There might be situations where generality of transfer (development of general capacities) is desired, and coaches use non-specifying information sources that are not present in a game. These might include a whistle or a clap to initiate a sprint, or colours to change direction to. These information sources may be suitable when enjoyment, physical development are priorities and skill learning is not. Coaches can move along the capacity-skill continuum depending on the needs of their players.


Lastly, coaches should understand that a team or a player is a nonlinear system (as mentioned - complex), and the development of a team, or individual players is nonlinear. Development is difficult, if not impossible to predict.
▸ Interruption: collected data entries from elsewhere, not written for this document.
PR #96, opened 2014-12-11
Ch 1357 - Add a new agent type for fixed targeting to Acquia Lift module

katbailey:
For now the agent type will only show up if you have the acquia_lift_target_enabled variable set to 1.

### DIFF
--- a/js/acquia_lift_target.js
+++ b/js/acquia_lift_target.js
@@ -1,0 +1,152 @@
+(function ($) {
+
+Drupal.acquia_lift_target = (function() {
+
+  var agentRules = {}, initialized = false;
+
+  function init() {
+    var i, j, optionSet, agentName, optionId;
+    var option_sets = Drupal.settings.personalize.option_sets;
+    var agent_map = Drupal.settings.personalize.agent_map;
+    for (i in option_sets) {
+      if (option_sets.hasOwnProperty(i) && agent_map.hasOwnProperty(option_sets[i].agent) && agent_map[option_sets[i].agent]['type'] == 'acquia_lift_target') {
+        optionSet = option_sets[i];
+        agentName = optionSet.agent;
+        if (agentRules.hasOwnProperty(agentName)) {
+          continue;
+        }
+        agentRules[agentName] = {};
+        for (j in optionSet.options) {
+          if (optionSet.options.hasOwnProperty(j) && optionSet.options[j].hasOwnProperty('fixed_targeting')) {
+            optionId = optionSet.options[j].option_id;
+            agentRules[agentName][optionId] = {
+              'strategy': optionSet.options[j].fixed_targeting_strategy,
+              'features': optionSet.options[j].fixed_targeting
+            };
+          }
+        }
+      }
+    }
+  }
+
+  function contextToFeatureString(key, value) {
+    return key + '::' + value;
+  }
+
+  function convertContextToFeatureStrings(visitor_context) {
+    var i, j, feature_strings = [];
+    for (i in visitor_context) {
+      if (visitor_context.hasOwnProperty(i)) {
+        for (j in visitor_context[i]) {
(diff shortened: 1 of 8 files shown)


js/acquia_lift_target.js
```diff
@@ -0,0 +1,152 @@
...
+              default:
+                // If any of the features are present, call the callback with this option
+                // as the chosen option.
+                matched = false;
+                // Set matched to true if *any* feature is present.
+                for (j in agentRules[agent_name][optionId].features) {
+                  if (agentRules[agent_name][optionId].features.hasOwnProperty(j)) {
+                    if (feature_strings.indexOf(agentRules[agent_name][optionId].features[j]) !== -1) {
+                      matched = true;
+                      break;
```
eshtadc, line 102: Does this not cause any problems with the fact that you are breaking out of a loop within a switch?  I was going to comment that you should "break" out in the "AND" case above, but figured you kept it running for simplicity.  I know you can do both with labels, but I don't see that hear.  Of course then again... if it works, it works... but it looks a bit odd.

js/acquia_lift_target.js
```diff
@@ -0,0 +1,152 @@
...
+                  decisions[decision_name] = optionId;
+                  callback(decisions);
+                  return;
+                }
+                break;
+            }
+          }
+        }
+      }
+      callback(decisions);
```
eshtadc, line 116: Is this callback necessary?

js/acquia_lift_target.js
```diff
@@ -0,0 +1,152 @@
...
+        decisionName = i;
+        choice_array = choices[decisionName];
+        break;
+      }
+    }
+    Drupal.acquia_lift_target.getDecision(agent_name, visitor_context, choice_array, decisionName, fallbacks, callback);
+  },
+  'sendGoalToAgent': function(agent_name, goal_name, value) {
+    if (window.console) {
+      console.log('Sending goal ' + goal_name + ' to agent ' + agent_name + ' with value ' + value);
```
eshtadc, line 140: This should call your fancy debugger :-)
And so should the relevant decision calls, unless the callback is handling it there....

qunit/acquia_lift_target.tests.js
```diff
@@ -0,0 +1,125 @@
...
+  Drupal.personalize.agents.acquia_lift_target.getDecisionsForPoint(agentName, evaluatedVisitorContexts, choices, decisionName, fallbacks,     callback = function(decisions) {
+    assert.ok(decisions.hasOwnProperty(decisionName));
+    assert.equal(decisions[decisionName], 'third-option');
+  });
+});
+
+/**
+ * Adds settings for the required targeting agent set-up to Drupal.settings.
+ */
+function addLiftTargetToDrupalSettings(agent_name, enabled_contexts, decision_name, osid, options) {
```
eshtadc, line 91: This only gets called once right now... but it seems like as tests expand, it could cause confusion that the agent and option info is appended to the existing information instead of overwriting it.

js/acquia_lift_target.js
katbailey, line 102: Hmm, actually I think there should be a break in the "AND" case as well, right after `matched = false;`
In both cases it just terminates the for loop so wouldn't affect the switch statement. Apparently labels are to be avoided as they are even more confusing https://developer.mozilla.org/en-US/docs/Web/JavaScript/Reference/Statements/label

js/acquia_lift_target.js
katbailey, line 116: Yes, in case no rules are found, so the fallbacks will be used.

js/acquia_lift_target.js
katbailey, line 140: Ah, I had copied this from personalize_target's js and it doesn't support goals. We will be supporting goals in this agent plugin eventually but for now I'm just replacing this with a todo about that. For the debugger this is handled more centrally in personalize.js.

PR #99, opened 2014-12-18
Ch-1100 Truncate campaign and variation names

Zarabadoo:


src/css/acquia_lift.navbar.scss
```diff
@@ -0,0 +1,357 @@
+/**
```
eshtadc, line 1: Thanks for taking the opportunity to pull this into scss :-)  Now I have a decent place to start.

Zarabadoo:
A bug, needs to be merged into a different branch.

PR #101, opened 2014-12-21
Ch 1401: Adding ability to edit existing element option set options

eshtadc:


acquia_lift.admin.unibar.inc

Putting two players through the same program may provide similar results, but it also may provide vastly different results. Coaches should avoid a one size fits all approach to player development and instead embrace the complexity and chaos that comes with the development process.


Concluding remarks

As mentioned at the start, ecological dynamics is a theory to explain skill acquisition. It is just one way. There are others. One criticism of ecological dynamics is the complexity of the language used makes it difficult for coaches and practitioners to comprehend, and that is the reason for this post today. This point alone, combined some other recent interactions have stimulated a lot of thought around the value of ecological dynamics, and skill acquisition as a whole. Key point: surround yourself who will challenge your way of thinking. Avoid an echo-chamber. Celebrate those who critique your work with the aim of making it better.